Schließlich weiß jeder Bildungsbürger, dass die Sklaverei eine Erfindung der Spanier ist und ausschließlich von den Europäern praktiziert wurde und wird.

Hinzu kommt, dass Scheich Abu Al-Heweny innerhalb der muslimischen Gemeinschaft nur einer verschwindet geringen Minderheit als geistliche Autorität gilt. Diese Minderheit darf zwar in der Größenordnung wenigstens sämtlicher Einwohner aller EU-Staaten verortet werden, doch weiß der geschulte Bildungsbürger auch, dass diese Minderheit erstens keinen Einfluss auf das Weltgeschehen hat und zweitens, dass von ihr die Religion des Friedens und der Barmherzigkeit permanent missverstanden wird, weil sie den heiligen Koran falsch interpretiert, in dem sie ihn Wort für Wort und Sure für Sure ernst nimmt und umzusetzen pflegt.

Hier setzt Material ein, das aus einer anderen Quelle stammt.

PR #3731, opened 2022-10-21
Add dependabot auto-merge workflow

MuriloDalRi:
This workflow will auto-merge Dependabot PRs for selected internal dependencies if they're minor or patch version bumps.

https://trello.com/c/uwoMBinS/3015-create-proof-of-concept-for-auto-merging-internal-prs-5

### DIFF
--- a/.github/workflows/dependabot-auto-merge.yml
+++ b/.github/workflows/dependabot-auto-merge.yml
@@ -1,0 +1,25 @@
+name: Dependabot auto-merge
+on: pull_request
+
+permissions:
+  contents: write
+  pull-requests: write
+
+jobs:
+  dependabot:
+    runs-on: ubuntu-latest
+    if: ${{ github.actor == 'dependabot[bot]' }}
+    steps:
+      - name: Dependabot metadata
+        id: metadata
+        uses: dependabot/fetch-metadata@v1.3.4
+        with:
+          github-token: "${{ secrets.GITHUB_TOKEN }}"
+      - name: Enable auto-merge for Dependabot PRs
+        if: ${{contains(env.AUTO_MERGE, steps.metadata.outputs.dependency-names) && contains(env.SEMVER, steps.metadata.outputs.update-type)}}
+        run: gh pr merge --auto --merge "$PR_URL"
+        env:
+          PR_URL: ${{github.event.pull_request.html_url}}
+          GITHUB_TOKEN: ${{secrets.GITHUB_TOKEN}}
+          AUTO_MERGE: ("govuk_publishing_components")
+          SEMVER: ("version-update:semver-patch")


.github/workflows/dependabot-auto-merge.yml
```diff
@@ -0,0 +1,25 @@
...
+on: pull_request
+
+permissions:
+  contents: write
+  pull-requests: write
+
+jobs:
+  dependabot:
+    runs-on: ubuntu-latest
+    if: ${{ github.actor == 'dependabot[bot]' }}
```
ChrisBAshton, line 11: Interesting `[bot]` syntax - I guess that's how GitHub exposes the actor name, to prevent someone just creating an account called 'dependabot'?
Also looks like `actor` is the right one to use [instead of `triggering_actor`](https://docs.github.com/en/actions/learn-github-actions/contexts) 👍

.github/workflows/dependabot-auto-merge.yml
```diff
@@ -0,0 +1,25 @@
...
+    steps:
+      - name: Dependabot metadata
+        id: metadata
+        uses: dependabot/fetch-metadata@v1.3.4
+        with:
+          github-token: "${{ secrets.GITHUB_TOKEN }}"
+      - name: Enable auto-merge for Dependabot PRs
+        if: ${{contains(env.AUTO_MERGE, steps.metadata.outputs.dependency-names) && contains(env.SEMVER, steps.metadata.outputs.update-type)}}
```
ChrisBAshton, line 19: Hmmm we have to be a bit careful here... my understanding of [`contains`](https://docs.github.com/en/actions/learn-github-actions/expressions#contains) is that it will return `true` if the dependency is present, even if other ones we _don't_ want to merge are present. I.e.

```
env.AUTO_MERGE = ["govuk_publishing_components", "govuk_tech_docs"]
steps.metadata.outputs.dependency-names == ["govuk_publishing_components", "something_risky"]

contains(...) # returns true
```

In _practice_, I don't think this should be an issue 🤔 Dependabot may bump other _subdependencies_, but we trust that risk to be managed appropriately by use of semver (i.e. a risky subdependency upgrade would constitute a 'major' upgrade to `govuk_publishing_components`, so not be auto-merged).
Otherwise, I can't think of a situation where Dependabot would raise a PR that bumps two or more direct dependencies.

That said, is there any way we could tighten the scope so that it's doing something like this?

```ruby
if direct_dependencies_updated.count == 1
  && env.AUTO_MERGE.include?(direct_dependencies_updated.first)
  && (is_patch_update? || is_minor_update?)
    auto_merge!
else
  # leave it to the dev to manually review and merge
end
```

ChrisBAshton (approved):
Nice one 👏 succinct, elegant solution, and will be a good spike prior to an RFC.
I'm interested to see this in action and watch it auto-merge a govuk_publishing_components PR next week!

One comment below about being a bit less permissive in the "should this be auto-merged?" checks, but probably too complex to express using the [GitHub Actions expressions](https://docs.github.com/en/actions/learn-github-actions/expressions). Interested to get your thoughts though.

.github/workflows/dependabot-auto-merge.yml
MuriloDalRi: Good point, I didn't consider the possibility that Dependabot might raise a PR to update multiple direct dependencies. I'll see if I can make that change.

MuriloDalRi: I've had a look at this and I don't think Dependabot ever opens PRs to update more than one direct dependency at a time, so probably not something we need to check explicitly.

The other issue of a major change to an indirect dependency should be covered by our SEMVER restriction. As you can see [here](https://github.com/dependabot/fetch-metadata/blob/d9606730415777cc0dc46d64c4ce0e16624bd714/src/dependabot/output.test.ts#L67), this action should always return the highest value for dependency type and update type when multiple dependencies are updated.

This means that if Dependabot opens a PR to make a minor change to a direct dependency, which includes a major update to an indirect dependency, it would be classified as a major change to a direct dependency and therefore it would not be merged.

The only possible problem I can think of is when a PR is updating a dependency that isn't on our list, but an indirect dependency also being updated is on our list and it gets merged because of the `contains` method returning true. 

However, in my testing `steps.metadata.outputs.dependency-names` always returns the direct dependency being updated and nothing else.

@ChrisBAshton does that make sense?

ChrisBAshton: Makes sense 👍 thanks for looking into it.

My approval ✅ still stands then - pending senior tech approval!

ChrisBAshton (approved):
LGTM.

PR #3762, opened 2022-11-15
Mark govuk_taxonomy_helpers as retired

AgaDufrat:
This project was archived in October 2022, the functionality has been ported into content-tagger in https://github.com/alphagov/content-tagger/pull/1391

### DIFF
--- a/data/repos.yml
+++ b/data/repos.yml
@@ -737,10 +737,12 @@
   dashboard_url: false
 
 - repo_name: govuk_taxonomy_helpers
-  team: "#navigation-and-presentation-govuk"
+  retired: true
   type: Utilities
-  sentry_url: false
-  dashboard_url: false
+  description: |
+    govuk_taxonomy_helpers was a gem that provided code for working with the
+    govuk-taxonomy. It was only used by Content Tagger and was retired as a gem
+    after the code was merged into Content Tagger.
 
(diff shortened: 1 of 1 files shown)


data/repos.yml
```diff
@@ -738,6 +738,7 @@
 
 - repo_name: govuk_taxonomy_helpers
   team: "#navigation-and-presentation-govuk"
+  retired: true
   type: Utilities
   sentry_url: false
   dashboard_url: false
```
kevindew, line 744:
```suggestion
  retired: true
  type: Utilities
  description: |
    govuk_taxonomy_helpers was a gem that provided code for working with the govuk-taxonomy. It was only used by Content Tagger and was retired as a gem after the code was merged into Content Tagger.
```

kevindew (commented):
Thanks, for catching this. I missed it when retiring the gem.

There's a couple of small changes we should make as we don't need as much information and we should keep a description. Here's a similar example: https://github.com/alphagov/govuk-developer-docs/blob/b3abfe28c59514d24840f34fad3efc0704885422/data/repos.yml#L82-L88

kevindew (approved):
Thank you.

I have a paired PR for this if you have a sec too: https://github.com/alphagov/govuk-developer-docs/pull/3772

PR #3765, opened 2022-11-17
Update licensify docs now that the Jenkins build is fixed

richardTowers:
Also the default branch is main now, so fix that too.


dj-maisy (approved):
Looks good to me! 👍

PR #45, opened 2024-08-01
Add Server Group Cleanup

spjmurray:
Nova just orphans things on project deletion, which leaves a bunch of server groups hanging around in the aether, so we should play nice and clean these up for it, and make life easier on our platform teams.


spjmurray:
Cluster creation works fine, and deletion cleans up the server group.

Sie hat den Koran zwar ganz im Sinne seines Erfinders zum Maßstab für alles und jeden auf dieser Welt erhoben, doch hat das mit Imperialismus und systematischer Unterdrückung nichts zu tun. Weil das Dinge sind, auf die nur die bösen, alten, weißen und heterosexuellen Männer ein Anrecht haben. Na, vielleicht auch noch die USA, China, Russland und Israel. Und der Kapitalismus. Ist ja eh alles das gleiche...

Und wenn sie nicht gestorben sind, dann leben sie noch heute.

* Die im 10. Jahrhundert gegründete Al-Azhar-Universität in Kairo gilt als das geistige Zentrum der Sunniten überhaupt. 85 % der 1,2 bis 1,5 Milliarden Mohammedaner sind Sunniten.